PR #10757, opened 2024-05-02
Parametrize test selection scripts for usage in dependent repositories

silv-io:
## Motivation

Using the test selection scripts in repositories with slightly different requirements is difficult because of a lack of parametrization.

## Changes

This PR adds parametrization in regards to repository name, opt_in dictionary and matching rules for test selection.

/cc @alexrashed 

## Testing

The test selection should still work as before:

1. Create a dummy change commit where you only change a simple thing in one service
2. Run
`python -m localstack/testing/testselection/scripts/generate_test_selection_from_commits.py . <HEAD~> <HEAD> test-selection`

Output should be only the service tests (if it's opted in)

## TODO

What's left to do:

- [x] parametrize generic testing rule

### DIFF
--- a/.github/workflows/tests-pro-integration.yml
+++ b/.github/workflows/tests-pro-integration.yml
@@ -7,11 +7,11 @@ on:
         required: false
         type: boolean
         default: false
-      disableTestSelection:
-        description: 'Disable Test Selection'
+      enableTestSelection:
+        description: 'Enable Test Selection'
         required: false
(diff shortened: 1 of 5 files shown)


alexrashed (approved):
LGTM! 👍🏽

dominikschubert (approved):
Nice further layer of parametrization :+1: 
And thanks for extending the type hints :rocket:

PR #10758, opened 2024-05-02
Fix: Firehose: Drop keys in destinations description not in respective return types

maxhoheiser:
## Motivation
The operation `list_delivery_streams` returns unwanted keys for multiple destination descriptions.  
Destination descriptions are loaded from the store and backend, and can contain keys that are not defined by the respective return types and thus not expected to be returned, e.g. `RedshiftDestinationDescription` contains a Password parameter.

As observed in different CI runs, this can lead to unnecessary log messages:
```
Response object RedshiftDestinationDescription contains a member which is not specified: Password
AWS firehose.DescribeDeliveryStream => 200
POST localhost:4566/
```

## Changes
 This pr drops parameters in all supported destinations that are not defined by the respective return type definitions.


pinzon (approved):
LGTM

PR #10761, opened 2024-05-03
decrease test logging verbosity

alexrashed:
## Motivation
One of the most-often heard feedback when it comes to the usability of our CI pipelines is that the logs are just overwhelming.
This PR tries to find the right balance of logging when executing our tests such that:
- We still get the information we need when digging into test failures.
- We are not completely overwhelmed with the amount of logs.

This is why this parameter tries to tweak the settings such that - by default - the only logs which are of the level `warn` and above will be shown in the logs as long as the tests are successful.
If a test fails, the debug logs for this failing test are shown.

## Changes
- Disables the thread leakage detector. /cc @dominikschubert @dfangl 
- Disables `log_cli` / `-s` for `pytest` to avoid direct verbose logging to stdout.
- Enables colors in all GitHub actions (see https://github.com/pytest-dev/pytest/pull/7462).
- Unifies the test command invocation use the `test` target everywhere.
- Adds parameters to the pipelines to allow manually setting the log level.
  - For GitHub Actions this is a choice-type workflow dispatch input (i.e. can be selected when manually triggering the workflow).
  - For CircleCI the parameter `PYTEST_LOGLEVEL` can be set when triggering the pipeline run manually.
  - This parameter is _not_ used for the CLI tests (GitHub Actions) and for the unit tests (in CircleCI) due to https://github.com/pallets/click/issues/824.

## Testing
- Analyze triggered pipeline runs if the output is more usable than it is right now.

## TODO
- [x] Find the right default settings.
- [x] Add a flag such that verbose logging can be enabled again in case we really need detailed logs (f.e. when pinning down memory leaks or other issues that span across multiple tests and might not directly result in test failures).
  - https://github.com/localstack/localstack/actions/runs/8968244829/job/24627268104
  - https://github.com/localstack/localstack/actions/runs/8968248363/job/24627276805
  - https://app.circleci.com/pipelines/github/localstack/localstack/24595/workflows/f51b95ee-1a52-4dd6-9a98-c63f99bd27ae


.github/workflows/tests-cli.yml
```diff
@@ -79,14 +94,15 @@ jobs:
...
+          source .venv/bin/activate
           pip install -e .
           pip install pytest pytest-tinybird
       - name: Run CLI tests
         env:
           PYTEST_ADDOPTS: "${{ env.TINYBIRD_PYTEST_ARGS }}-p no:localstack.testing.pytest.fixtures -p no:localstack_snapshot.pytest.snapshot -p no:localstack.testing.pytest.filters -p no:localstack.testing.pytest.fixture_conflicts -p no:localstack.testing.pytest.validation_tracking -p no:localstack.testing.pytest.path_filter -p no:tests.fixtures -s"
-        run: |
-          python -m pytest tests/cli/
+          TEST_PATH: "tests/cli/"
+        run: make test
```
dominikschubert, line 105: nice unification :+1:

.github/workflows/tests-pro-integration.yml
```diff
@@ -316,9 +330,9 @@ jobs:
           AWS_SECRET_ACCESS_KEY: "test"
           AWS_ACCESS_KEY_ID: "test"
           AWS_DEFAULT_REGION: "us-east-1"
-          PYTEST_LOGLEVEL: debug
           TEST_PATH: "../localstack/tests/aws/"  # TODO: also include tests/integration/
-          PYTEST_ARGS: "${{ env.TINYBIRD_PYTEST_ARGS }}${{ env.TESTSELECTION_PYTEST_ARGS }}--splits 2 --group ${{ matrix.group }} --durations-path ../localstack/.test_durations --capture=no --reruns 2 --junitxml=pytest-junit-community-${{ matrix.group }}.xml"
+          JUNIT_REPORTS_FILE: "pytest-junit-community-${{ matrix.group }}.xml"
```
dominikschubert, line 334: also nice refactoring, reducing the amount of CLI args :+1:

tests/conftest.py
```diff
@@ -11,7 +11,6 @@
     "localstack_snapshot.pytest.snapshot",
     "localstack.testing.pytest.filters",
     "localstack.testing.pytest.fixture_conflicts",
-    "localstack.testing.pytest.detect_thread_leakage",
```
dominikschubert, line 14: LGTM, I think IIRC I had a local branch once where I was disabling this too since its just a bit too noisy and not always relevant. Would love to get the opinion of @dfangl  as well, but this wouldn't block the merge anyway since it can be easily re-enabled if needed.

pyproject.toml
```diff
@@ -225,7 +225,7 @@ exclude_lines = [
 ]
 
 [tool.pytest.ini_options]
-log_cli = true
+log_cli = false
```
dominikschubert, line 228: :+1:  this should avoid at least a few weirdly interleaved outputs as well

Makefile
```diff
@@ -211,15 +212,11 @@ docker-cp-coverage:
...
-		DEBUG=$(DEBUG) \
-		DISABLE_BOTO_RETRIES=$(DISABLE_BOTO_RETRIES) \
-		LOCALSTACK_INTERNAL_TEST_COLLECT_METRIC=1 \
-		python -m coverage run $(COVERAGE_ARGS) -m \
-		pytest --durations=10 --log-cli-level=$(PYTEST_LOGLEVEL) -s $(PYTEST_ARGS) $(TEST_PATH))
+	($(VENV_RUN); $(TEST_EXEC) pytest --durations=10 --log-cli-level=$(PYTEST_LOGLEVEL) $(PYTEST_ARGS) $(TEST_PATH))
+
+test-coverage: LOCALSTACK_INTERNAL_TEST_COLLECT_METRIC = 1
+test-coverage: TEST_EXEC = python -m coverage run $(COVERAGE_ARGS) -m
+test-coverage: test	  ## Run automated tests and create coverage report
```
dominikschubert, line 219: TIL
super clean :sparkles:

dominikschubert (approved):
Looks like a huge step towards more readable logs in CI :+1: :rocket: 

There's a few other areas we can tackle in the future to reduce noise and better highlight root causes, etc. but that'll probably be more suited for the general logging effort. :sweat_smile:

tests/conftest.py
dfangl: I agree with it being pretty verbose. I'm fine with disabling it, but we might also selectively enable it if the pytest log level is set to DEBUG?
In any case, I'm fine with it being disabled for now.

pyproject.toml
joe4dev: That affects the log level of pytest in Pycharm as well 😬 . We can overwrite this configuration using `--log-cli-level=DEBUG -s` in the pytest test configuration (template). The `-s` disables all capturing and should help with interleaved outputs.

WHAT THE EXERCISE ASKS:
Give every part of the material again, exactly as written.

ANSWER TO THE EXERCISE:
PR #10757, opened 2024-05-02
Parametrize test selection scripts for usage in dependent repositories

silv-io:
## Motivation

Using the test selection scripts in repositories with slightly different requirements is difficult because of a lack of parametrization.

## Changes

This PR adds parametrization in regards to repository name, opt_in dictionary and matching rules for test selection.

/cc @alexrashed 

## Testing

The test selection should still work as before:

1. Create a dummy change commit where you only change a simple thing in one service
2. Run
`python -m localstack/testing/testselection/scripts/generate_test_selection_from_commits.py . <HEAD~> <HEAD> test-selection`

Output should be only the service tests (if it's opted in)

## TODO

What's left to do:

- [x] parametrize generic testing rule

### DIFF
--- a/.github/workflows/tests-pro-integration.yml
+++ b/.github/workflows/tests-pro-integration.yml
@@ -7,11 +7,11 @@ on:
         required: false
         type: boolean
         default: false
-      disableTestSelection:
-        description: 'Disable Test Selection'
+      enableTestSelection:
+        description: 'Enable Test Selection'
         required: false
(diff shortened: 1 of 5 files shown)


alexrashed (approved):
LGTM! 👍🏽

dominikschubert (approved):
Nice further layer of parametrization :+1: 
And thanks for extending the type hints :rocket:

PR #10758, opened 2024-05-02
Fix: Firehose: Drop keys in destinations description not in respective return types

maxhoheiser:
## Motivation
The operation `list_delivery_streams` returns unwanted keys for multiple destination descriptions.  
Destination descriptions are loaded from the store and backend, and can contain keys that are not defined by the respective return types and thus not expected to be returned, e.g. `RedshiftDestinationDescription` contains a Password parameter.

As observed in different CI runs, this can lead to unnecessary log messages:
```
Response object RedshiftDestinationDescription contains a member which is not specified: Password
AWS firehose.DescribeDeliveryStream => 200
POST localhost:4566/
```

## Changes
 This pr drops parameters in all supported destinations that are not defined by the respective return type definitions.


pinzon (approved):
LGTM

PR #10761, opened 2024-05-03
decrease test logging verbosity

alexrashed:
## Motivation
One of the most-often heard feedback when it comes to the usability of our CI pipelines is that the logs are just overwhelming.
This PR tries to find the right balance of logging when executing our tests such that:
- We still get the information we need when digging into test failures.
- We are not completely overwhelmed with the amount of logs.

This is why this parameter tries to tweak the settings such that - by default - the only logs which are of the level `warn` and above will be shown in the logs as long as the tests are successful.
If a test fails, the debug logs for this failing test are shown.

## Changes
- Disables the thread leakage detector. /cc @dominikschubert @dfangl 
- Disables `log_cli` / `-s` for `pytest` to avoid direct verbose logging to stdout.
- Enables colors in all GitHub actions (see https://github.com/pytest-dev/pytest/pull/7462).
- Unifies the test command invocation use the `test` target everywhere.
- Adds parameters to the pipelines to allow manually setting the log level.
  - For GitHub Actions this is a choice-type workflow dispatch input (i.e. can be selected when manually triggering the workflow).
  - For CircleCI the parameter `PYTEST_LOGLEVEL` can be set when triggering the pipeline run manually.
  - This parameter is _not_ used for the CLI tests (GitHub Actions) and for the unit tests (in CircleCI) due to https://github.com/pallets/click/issues/824.

## Testing
- Analyze triggered pipeline runs if the output is more usable than it is right now.

## TODO
- [x] Find the right default settings.
- [x] Add a flag such that verbose logging can be enabled again in case we really need detailed logs (f.e. when pinning down memory leaks or other issues that span across multiple tests and might not directly result in test failures).
  - https://github.com/localstack/localstack/actions/runs/8968244829/job/24627268104
  - https://github.com/localstack/localstack/actions/runs/8968248363/job/24627276805
  - https://app.circleci.com/pipelines/github/localstack/localstack/24595/workflows/f51b95ee-1a52-4dd6-9a98-c63f99bd27ae


.github/workflows/tests-cli.yml
```diff
@@ -79,14 +94,15 @@ jobs:
...
+          source .venv/bin/activate
           pip install -e .
           pip install pytest pytest-tinybird
       - name: Run CLI tests
         env:
           PYTEST_ADDOPTS: "${{ env.TINYBIRD_PYTEST_ARGS }}-p no:localstack.testing.pytest.fixtures -p no:localstack_snapshot.pytest.snapshot -p no:localstack.testing.pytest.filters -p no:localstack.testing.pytest.fixture_conflicts -p no:localstack.testing.pytest.validation_tracking -p no:localstack.testing.pytest.path_filter -p no:tests.fixtures -s"
-        run: |
-          python -m pytest tests/cli/
+          TEST_PATH: "tests/cli/"
+        run: make test
```
dominikschubert, line 105: nice unification :+1:

.github/workflows/tests-pro-integration.yml
```diff
@@ -316,9 +330,9 @@ jobs:
           AWS_SECRET_ACCESS_KEY: "test"
           AWS_ACCESS_KEY_ID: "test"
           AWS_DEFAULT_REGION: "us-east-1"
-          PYTEST_LOGLEVEL: debug
           TEST_PATH: "../localstack/tests/aws/"  # TODO: also include tests/integration/
-          PYTEST_ARGS: "${{ env.TINYBIRD_PYTEST_ARGS }}${{ env.TESTSELECTION_PYTEST_ARGS }}--splits 2 --group ${{ matrix.group }} --durations-path ../localstack/.test_durations --capture=no --reruns 2 --junitxml=pytest-junit-community-${{ matrix.group }}.xml"
+          JUNIT_REPORTS_FILE: "pytest-junit-community-${{ matrix.group }}.xml"
```
dominikschubert, line 334: also nice refactoring, reducing the amount of CLI args :+1:

tests/conftest.py
```diff
@@ -11,7 +11,6 @@
     "localstack_snapshot.pytest.snapshot",
     "localstack.testing.pytest.filters",
     "localstack.testing.pytest.fixture_conflicts",
-    "localstack.testing.pytest.detect_thread_leakage",
```
dominikschubert, line 14: LGTM, I think IIRC I had a local branch once where I was disabling this too since its just a bit too noisy and not always relevant. Would love to get the opinion of @dfangl  as well, but this wouldn't block the merge anyway since it can be easily re-enabled if needed.

pyproject.toml
```diff
@@ -225,7 +225,7 @@ exclude_lines = [
 ]
 
 [tool.pytest.ini_options]
-log_cli = true
+log_cli = false
```
dominikschubert, line 228: :+1:  this should avoid at least a few weirdly interleaved outputs as well

Makefile
```diff
@@ -211,15 +212,11 @@ docker-cp-coverage:
...
-		DEBUG=$(DEBUG) \
-		DISABLE_BOTO_RETRIES=$(DISABLE_BOTO_RETRIES) \
-		LOCALSTACK_INTERNAL_TEST_COLLECT_METRIC=1 \
-		python -m coverage run $(COVERAGE_ARGS) -m \
-		pytest --durations=10 --log-cli-level=$(PYTEST_LOGLEVEL) -s $(PYTEST_ARGS) $(TEST_PATH))
+	($(VENV_RUN); $(TEST_EXEC) pytest --durations=10 --log-cli-level=$(PYTEST_LOGLEVEL) $(PYTEST_ARGS) $(TEST_PATH))
+
+test-coverage: LOCALSTACK_INTERNAL_TEST_COLLECT_METRIC = 1
+test-coverage: TEST_EXEC = python -m coverage run $(COVERAGE_ARGS) -m
+test-coverage: test	  ## Run automated tests and create coverage report
```
dominikschubert, line 219: TIL
super clean :sparkles:

dominikschubert (approved):
Looks like a huge step towards more readable logs in CI :+1: :rocket: 

There's a few other areas we can tackle in the future to reduce noise and better highlight root causes, etc. but that'll probably be more suited for the general logging effort. :sweat_smile:

tests/conftest.py
dfangl: I agree with it being pretty verbose. I'm fine with disabling it, but we might also selectively enable it if the pytest log level is set to DEBUG?
In any case, I'm fine with it being disabled for now.

pyproject.toml
joe4dev: That affects the log level of pytest in Pycharm as well 😬 . We can overwrite this configuration using `--log-cli-level=DEBUG -s` in the pytest test configuration (template). The `-s` disables all capturing and should help with interleaved outputs.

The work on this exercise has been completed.